As a creative, you’re always straddling that line between the familiar and the unknown, and that’s where you find new dots to connect and new frontiers of creativity,” says Wax Roof. “If we’re not allowed to access the known, and we’re only allowed to blindly explore the unknown, there’s going to be a huge consequence on quality as a result of that.”

The disconnect between music production and copyright law

While pop and rap’s detractors may be tempted to argue that producers should simply be more original, that line of reasoning runs counter to the entire history of music’s evolution—not just those genres. “You could go back to the days of Palestrina, certainly Bach and Handel, to the baroque period, the classical period with Mozart and Beethoven and, even more recently, with Rachmaninoff,” explains intellectual property lawyer J. Michael Keyes of the firm Dorsey & Whitney LLP. “They all copied from preexisting works and created fantastic works as a result. Why don’t we embrace that reality?”

Keyes points to flaws in the United States’ copyright system, especially when it comes to music. Just as recipes or short phrases aren’t protected by copyright, basic musical conventions also belong in the public domain, he argues. “When it comes to small little musical ideas, standard stock little licks or hooks, those sorts of things should not be subject to copyright,” Keyes says.

Professor Ben Depoorter, a copyright law expert at UC Hastings, points to another flaw in the system: he says that courtroom procedures in these types of cases often bias the jury against defendants. The jury first hears extensive testimony from each side’s musical experts, who argue their case using detailed technical analysis.

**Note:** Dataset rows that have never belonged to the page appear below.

PR #2152, opened 2020-09-10
Parent title field

### LINKED ISSUE #2048: Parent title field on certain block types
## Problem

To provide accessible DOM order to all parts of a page, we should provide a consistent option across certain block types to allow a parent title to be added.

## Proposed Solution

Look into extending the headline field or creating our own combination field.

- slider, collections, articles, people, image gallery
- possibly text area block in the future?

Instead of using a textfield, a long text field would allow future enhancements like word highlighting.

- optional
- long text field with a length limit (255?), 1 row display.
- heading size if not extending the existing headline field.
- visually hidden title (boolean)
- font selection (select)
- other style options?

If set, the parent title would set the children items appropriately making sure the DOM follows proper heading order. If not set, the children headings field would display and be configurable to set the children items.

cory-skeers:
Resolves #2048 

Compound title field to share across blocks. Includes the title itself, a way to control its heading size, and uses this to set child heading sizes (accordion headings, article titles, etc.) for proper DOM hierarchy. If no title is needed/wanted, the heading size can be set for the children directly.

## Testing

Pull
`composer install`
`blt frontend`
sync a site
Test on existing or new blocks:
* Articles
* Events
* Text Area
* Image Gallery
* Collection
* Slider
Check the following:
* Include a title and set different heading levels
  * For blocks with child elements, they should appear at the appropriate level below the title
* Try visually hiding the title, with various heading levels
  * The title should be hidden
  * The title should appear in the DOM on inspection
  * For blocks with child elements, they should appear at the appropriate level below the title
* Try setting the "child heading level" when the title is not filled
  * No title should appear on render, either visually nor in the DOM
  * The child elements' heading levels should render at the appropriate level

<details>
<summary>
Old notes
</summary>

Roadmap for parent title field.
* What is needed, assuming it requires a compound field?
  - [x] Title (text)
    * Plain, allow for formatting for future options (highlighting)?
      * For future options, do we need a minimal HTML field or similar, or can we use a plain, long field with tags like `<hl>` (or whatever is in place) that would be replaced with complete markup?
  - [x] Size (select list)
    * One field. Logic applies it to title if it is used, or children if not.
        * Any use case where you would _want_ to set both title and children sizes separately, that wouldn't break hierarchy?
  - [x] Display title (boolean)
    * How should this interact with children? Have a hidden title heading over visible children headings, or does this essentially mean don't use the title field?
  - [ ] Styles?
    * In addition to possible formatting in the text field that might apply to only part of the title, this would apply to all.
    * This can be added later more easily than others, as it would be adding a field or view modes, but the overall field won't be affected.
* What logic needs to be created
  - [x] Display/no display title
    * How does the hide title boolean (above) need to function?
  - [x] Control heading size of children
    * This is in place for collections/sliders currently (which both use paragraphs), and needs to be expanded for other block types.
  - [x] Update hook for blocks using existing Heading size field
    * Would need to set this new field for any block that uses this old field, and set heading size appropriately.
      * And probably need a two-step process. 1) update config to add new heading field alongside old heading size, and update hook to appropriately set the new field, and 2) Remove the old field
    * For any blocks which don't currently have this field, need to set this field (or make sure any NULLs are appropriately handled).
      * Collections (field was hidden--default to h2)
      * Text Area
      * Image Gallery
* What blocks need to use it?
  - [x] People/articles/events
    * Views-type collections, for a title above the view and setting the child heading sizes appropriately.
  - [x] Collections
    * Accordions (and future tab potential) set a title above and child headings. Descriptive lists the title and its heading size only.
  - [x] Slider
    * Title above, and slider heading sizes.
  - [x] Image gallery
  - [x] Text block(?)
    * Title above. Possibly unset heading sizes on that level or above?
        * e.g. Text block with an `<h2>` as a title has access only to 'Heading 3' and below from the style dropdown. Simple approach, would be possible to break by going into Source, but would provide some guidance to users (and potential confusion if they don't understand, and suddenly can't find a 'Heading 3.')

## PR current state
 * Layout Builder Custom defines a fieldtype and its formatter/widget.
 * Config sets this field on several blocktypes.
 * uids_base.theme paragraph preprocess sets heading sizes for collections and sliders.
 * sitenow_articles, sitenow_people, sitenow_events block preprocesses set heading sizes for their respective blocks.
 * Update hook sets fields appropriately for blocks which have a heading_size or existing title/heading_size field prior to those fields being removed from the block.
</details>


joewhitsitt:
There was talk about the text area block as well, but I will let @pyrello make that pitch. ;)

joewhitsitt:
**Comment Status: In Progress**

First off, IMO the main field here should be the title which is optional. If filled/not empty #states should show the other fields with reasonable defaults (e.g. h2). This keeps the form simple if not filled out.

> For future options, do we need a minimal HTML field or similar, or can we use a plain, long field with tags like <hl> (or whatever is in place) that would be replaced with complete markup?

I think the short term is to allow certain html elements and classes without a ckeditor format/toolbar. Help text can supplement if we want to expose the possibilities to more than power users. If we need to make it more user friendly, I think it is a separate format from minimal.

> Any use case where you would want to set both title and children sizes separately

I can't think of a reason to do this, especially since most of these children headings don't actually change the visual size.

> Display title (boolean)
> How should this interact with children? Have a hidden title heading over visible children headings, or does this essentially mean don't use the title field?

The optional title paired with the heading size is what should control the children. The visually hidden title should still have a heading size and set the children appropriately.

>Styles?

Not sure what options currently exist beyond selecting the font. Unless there is a list we are going to start with, I think this could be something added later but "studded out" in preparation for.

> How does the hide title boolean (above) need to function?

With v2, we controlled this with an if statement in each template.

pyrello:
FYI, I am reviewing this information. I'll follow up with another comment with any feedback.

docroot/sites/default/default.services.yml
```diff
@@ -0,0 +1,174 @@
+parameters:
```
joewhitsitt: we don't want docroot/sites/default/default.services.yml and docroot/sites/default/services.yml committed

joewhitsitt:
Started looking at this, I haven't tested all the blocks, but I am noticing that:

I am not presented an option to set children headings if no parent title value is given.

Parent Title value with Visually hide is not rendering to the DOM which is the ideal to keep the heading order and to provide screen reader navigation.

I can try to help with this later.

cory-skeers:
Looks like an update somewhere has broken rendering the block headline on collections (haven't checked sliders, but they are likely to have also broken).

# Current to do:
- [x] Fix bug that is preventing headline from rendering on collections (and possibly sliders)
- [x] Present an option to set child heading size if title field is not filled
  - [x] Update templates to utilize heading options according to this logic
- [x] Revert card changes

joewhitsitt:
pulling down for testing

joewhitsitt:
- Not loving the help text related to children items.
  - _"The heading size for the block title. Children headings will be set one heading level lower."_
  - _"The heading size for all children headings."_
  - Text area is not a "collection" so children help text doesn't apply and confuses me thinking that it will adjust headings within WYSIWYG (text area). form_alter change help text?
  - Image Gallery does not have children headings. form_alter change help text?
  - collection descriptive list didn't adjust child items. not sure it should, but again, the help text should reflect that.
    -  _"The heading size for the block title. Accordion item headings will be set one heading level lower. Does not apply to descriptive list."_
- headline has no targetable classes to style against. is there a uids default heading class that should apply here? `headline`
- not working on slider/collections.
- don't think we should allow h6 for parent as there is no h7 to apply to children.

cory-skeers:
Good points re: the help text areas. Think I'd started not really seeing them anymore, and they need updating.

For the sliders/collections not working, is it not setting the child heading levels, not displaying the headline, etc., or not working entirely?

joewhitsitt:
I think i set a h5 for slider parent title, and saw h3s for the single child i had. Collection accordions seemed to be similar. i can double check here in a bit. maybe it was limited to layout preview?

cory-skeers:
Made some updates to the help text, and its implementation for specific block use cases.

Removed the option for `h6` for headlines in cases where children are expected to be present, leaving it for the child heading option and blocks which don't have children (text area, image gallery).

cory-skeers:
Ah..yes. It looks like the original lb editor preview does not accurately set the child heading sizes, but it is set correctly after saving (for both viewing the page, and later viewings in the editor preview).

Not a breaking issue, but would be nice to get working in the original preview in case it may impact later styling options, and just for full accuracy in previews. Will look into it and/or create a follow-up issue for it.

## Edit:
The children headings are incorrect on the lb editor preview whenever the preview is in an unsaved state (Editing a block, adding a new block, etc., prior to saving the layout).

cory-skeers:
# To do
* Refactor theming templates to utilize uids `heading.html.twig`
* Include heading style options
* Track down editor preview heading difference bug

bspeare:
@cory-skeers are you able post screenshots and describe the style issues that you mentioned in standup?

cory-skeers:
@bspeare Adding the headline style options directly to the blocks that are using the headline field keeps it consistent with other block types, but without other adjustments gets confusing as to what it controls.

In the example below, the headline style options are added for an Articles block, but it's unclear if it should be applying to the overall block headline, the individual article headlines, or both. Depending on what kinds of options should be available, we could move the element on the form to make it clear it only effects the block headline, use it to effect all headlines, or add the styles directly to the uiowa_block_headline field where it could be handled separately from the children headlines and their possible styling.

image

bspeare:
@cory-skeers I would definitely want to see the "Headline options" within the block headline form section.   I'd also want to maybe limit the "Headline options" available.     Is that style option available in this PR?  I just tested this on uiowa.local and I don't see it.

bspeare:
@cory-skeers At this point, using the Articles list as an example, I don't think we want to change the headline style for each entry in the list since each component has a set grouping of styles.   I think the idea of changing the style of the block title is very appealing since most sites want to set a style for that heading or will do so by adding a separate block above if they really want to set a headline style.

cory-skeers:
@bspeare The style option isn't available yet in the PR (I'd been working with a half combo of this and the banner block refactor), but I'll start working on that next (including it with the field, so its more clear what its effecting) and let you know when it's available!

Do you have an idea of which styles we'd want to include, or which to limit?

bspeare:
@cory-skeers I'd probably want to start with just a few options like Zilla Slab or Zilla Slab with an underline:

Screen Shot 2020-10-07 at 3 02 47 PM

cory-skeers:
Refactored the field render to use `headline.twig.html`, and provide some classes (and some flexibility in adding/updating classes later). Also took a stab at getting style options in place.

image

Not a fan of how it's implemented (as a separate 'style' field, rather than using layout_builder_styles), but the main drawbacks of this way would be the slight difference in form style (screenshots below) and not automatically getting headline options pulled in. The former could be addressed through css, and the latter isn't too bad if these headlines will only be using a controlled subset of the full set.

image
image

bspeare:
@cory-skeers Thanks for posting the screenshots.   I think we might want to set fixed font sizes based on what layout column the block headline is within.  And s centered alignment option if we want editors to avoid creating a separate one column layout to create headings.  For instance, in one column layouts the heading would be sized larger. 

Screen Shot 2020-10-07 at 5 47 25 PM

cory-skeers:
@bspeare Are there fixed font sizes in place for any other components, and/or existing classes/variables to use, or will setting this need to be a new addition?

I'm also wondering about the center alignment option--would this be a single centered headline set above the content in the separate columns? My initial thought is then to provide a "section headline" option as well, where the section could have a headline, and each column/block could have a headline. But that also feels like blowing up the headline options...

bspeare:
@cory-skeers I think we might want to have the alignment informed by https://github.com/uiowa/uiowa/issues/2309.  

For the font size, perhaps we could start by setting it to `2.2rem` initially?

Screen Shot 2020-10-08 at 4 11 37 PM

config/default/field.field.block_content.uiowa_articles.field_uiowa_block_headline.yml
```diff
@@ -0,0 +1,25 @@
...
+  config:
+    - block_content.type.uiowa_articles
+    - field.storage.block_content.field_uiowa_block_headline
+  module:
+    - layout_builder_custom
+id: block_content.uiowa_articles.field_uiowa_block_headline
+field_name: field_uiowa_block_headline
+entity_type: block_content
+bundle: uiowa_articles
+label: 'Block Headline'
```
pyrello: I think this could just be called 'Headline'.

pyrello: And in any other place this label is used also.

config/default/layout_builder_styles.style.headline_all_caps.yml
```diff
@@ -0,0 +1,12 @@
+uuid: 62c70a56-e25d-4e66-9e2c-ed4b1cb5559d
+langcode: en
+status: true
+dependencies: {  }
+id: headline_all_caps
+label: 'Headline all caps'
```
pyrello: I'm going to adjust these labels in #2075. This will need to be adjusted after that is merged.

bspeare:
@cory-skeers are we able to target the heading field with a `block-title` class so that we can modify that size to `2.2rem`?  Would we add that here: https://github.com/uiowa/uiowa/pull/2152/files#diff-77fb9c8aa4d0580e6b5f78be4c85c98a? 

The other thing I noticed is that the heading option says "Bold Headline highlight" when it should be "Bold headline underline".

pyrello:
Does it need to be `block-title`? It might be good to name it something more generic in case this is used outside of blocks.

cory-skeers:
@pyrello It doesn't need to be named block specific. It might help to have a specific label or description in some places (collections, articles, etc.) to make its relationship to the children elements clear, but we can add that as needed--might be more clear on a per-block basis, anyway.

Any votes for replacement for `uiowa_block_headline` to namespace it outside of block? `uiowa_headline`, `uiowa_title`, or others.

pyrello:
I think the class should just be `headline`. I'm pretty sure that shouldn't conflict with anything internal and would be consistent with how we will eventually rename all the headline classes to `headline--bold--` style names.

cory-skeers:
Reworked machine names, field labels, etc., updated headline highlight to underline in label, and added a default `headline` class for scoping styling.

@bspeare Right now it sets headlines using the field to `2.2rem` unless it's in a one-col section, where it is set to `2.3rem`, to check that scoping works as intended.

richardbporter:
Is it possible to use this field programmatically? The aggregator block is provided by the uiowa_aggregator module in #2296 so I can't add the field through the UI.

pyrello:
I'm working on fixing the merge conflicts.

richardbporter:
If this is ready to go, I can work to add a custom render element after this merged as part of #2296.

richardbporter:
I guess I'm going to rebuild #2296 using the field API unless someone thinks otherwise. 😢

cory-skeers:
@richardbporter Sorry it took awhile to see this!

The field should be usable to be added programmatically with this--it gets defined as a complete, separate fieldtype (uiowa_headline).

From my standpoint, this is done other than review and testing (and possibly updating stylenames following the banner_block_refactor PR). Some things like a centered section option, or fine-tuning sizing based on column placement can continue to be added/adjusted after merging.

richardbporter:
My understanding is that its not possible (or easy) to use the field API in the forms API. I think we'd need to implement a custom form element using https://api.drupal.org/api/drupal/core%21lib%21Drupal%21Core%21Render%21Element%21FormElement.php/class/FormElement/8.9.x - like the address module is doing.

In the interest of time, I rebuilt the aggregator block using the field API. I was able the get this field working without any major issues in #2296. Nice job! 👍

richardbporter:
Did anyone test the update hook? Are there specific sites to test with the hook? Otherwise, I'd like to get this merged for #2296  if nobody has other changes.

joewhitsitt:
haven't tested since 9 days ago. not going to be able to do it before this PM.

joewhitsitt:
>Are there specific sites to test with the hook?

Same question.

cory-skeers:
The default content on fresh installs can be used to check that the Articles and Events headlines get set correctly, as well as slider (although possibly less noticeable, since it'd get set as an h2). People and Collections, I'm not sure of any examples in the wild.

richardbporter (dismissed):
Just noticed that https://github.com/uiowa/uiowa/commit/2f8ab63464eec1aab47248ec234346838370b638 was somehow lost in I'm assuming a merge conflict resolution into this PR. We'll want to double check that and any other regressions.

richardbporter:
I got sitenow_update_8035 to run on the default site without issue. Didn't know exactly what to look for but heading size was set to what it was before. 👍

cory-skeers:
Shoot. Hopefully there aren't many regressions in here outside of that one.

@richardbporter If that worked, then we're good! All the update hook should do is set the appropriate heading level if one had been set prior to this new field. Just had a little extra roundabout to make sure the config gets pulled in with the right order to get it updated and avoid config errors.

richardbporter:
I can try to find the offending commit tomorrow and reimplement the changes.

richardbporter:
Looks like this was introduced with the banner block refactor https://github.com/uiowa/uiowa/commit/1fd282c7e025f8184b14493024b6b1f3c7230b5b#diff-22455fd1cfa159b58a0289784a91064192c27738f06b23e252be3a46271afb4c. I guess I'll create a fix off main.

richardbporter:
Cleared my review as I found the regression was unrelated to this PR.

richardbporter:
On fresh install, i.e. `blt drupal:install`, I'm getting the following error when editing the layout of the front page:
```
Twig\Error\LoaderError: Template "@uids_base/uids/heading.html.twig" is not defined in "themes/custom/uids_base/templates/field/field--field-uiowa-headline.html.twig" at line 47.
```

I compiled frontend assets... Anyone know if a template changed again? Otherwise I can dig into it.

cory-skeers:
@richardbporter Looks like a few template updates were needed. Think I got them all.

richardbporter (approved):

“By the time you get to the question the jury really has to answer, which is, ‘Is this too much copying? Is it improper? Should there be payment?’ The defendant is already tainted by this question of copying,” says Depoorter. 

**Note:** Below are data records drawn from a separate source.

PR #2163, opened 2020-09-11
Replace medium image style with square 384 in sitenow_events.

richardbporter:
Otherwise the non-existent medium causes a whitescreen.


pyrello (approved):
Reviewed, not tested. Probably in the long run we should think about making this responsive.

richardbporter:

“It should really be the reverse,” he continues. “First we should listen to song and ask, ‘Is there something of value being taken?’ And only if we say yes should we do the whole analysis.”

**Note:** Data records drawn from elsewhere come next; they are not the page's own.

PR #2164, opened 2020-09-11
Add upgrade status module

pyrello:
Its only enabled on local split. This will allow us to start working on D9 compatibility issues, as we have time.


richardbporter (approved):
I'm ok with this if people want to use a UI instead of the CLI. We are currently running drupal-check as included in BLT - its running in CI and can be run locally with ` blt tests:deprecated:modules` or ` blt tests:deprecated:themes`. We just need to address #931 to scan all modules/themes.

pyrello:
@richardbporter It is my understanding that this provides both a UI and a CLI and that the CLI provides more information than is available using the existing methods. I can take a look at those existing commands to see if there is additional value being provided here.

pyrello:
I get this message when I run those commands:
```
⚠️  You're using a deprecated config option bootstrap. ⚠️️

This option has been replaced with bootstrapFiles which accepts a list of files
to execute before the analysis.
```

richardbporter:
Yea I'm assuming that is fixed in a newer version of BLT. You should get output after that though since it is just a warning.

richardbporter:
Whoops! Wrong branch. :)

Depoorter highlights another problem with copyright litigation in the streaming era: whereas in previous decades, it was hard to prove that a pop star heard a lesser-known artist’s album, it’s now much easier for plaintiffs to claim defendants heard their work if it has enough streams—something Gray’s lawyers argued in the Perry case. “Since the 2000s, since it’s cheaper to make music on your own computer and, more importantly, cheap to put it online, there is more music and more potential for litigation,” says Depoorter. 

Still, Depoorter says that he hasn’t observed any direct evidence of more lawsuits since the Perry case and another verdict that surprised onlookers: the 2015 ruling against Pharrell Williams and Robin Thicke, who were found to have copied Marvin Gaye’s “Got To Give it Up” with their “Blurred Lines.” Similarly, that case hinged on Williams replicating the song’s overall feel rather than lifting a melody note-for-note.

I think we’ve seen more high-profile litigation lately, but when I look at the amount of activity in the courts, I think this has been a trend that started after the Michael Bolton decision,” he explains, referencing the 2001 case that penalized Bolton for lifting an Isley Brothers hit. 

Nonetheless, the Perry verdict may cause record labels to move more cautiously. “It is dangerous that someone would own a certain progression of chords when it’s common,” says Depoorter. “Taking a claim on that does have a chilling effect on creativity, that’s for sure. You can go too far with that.”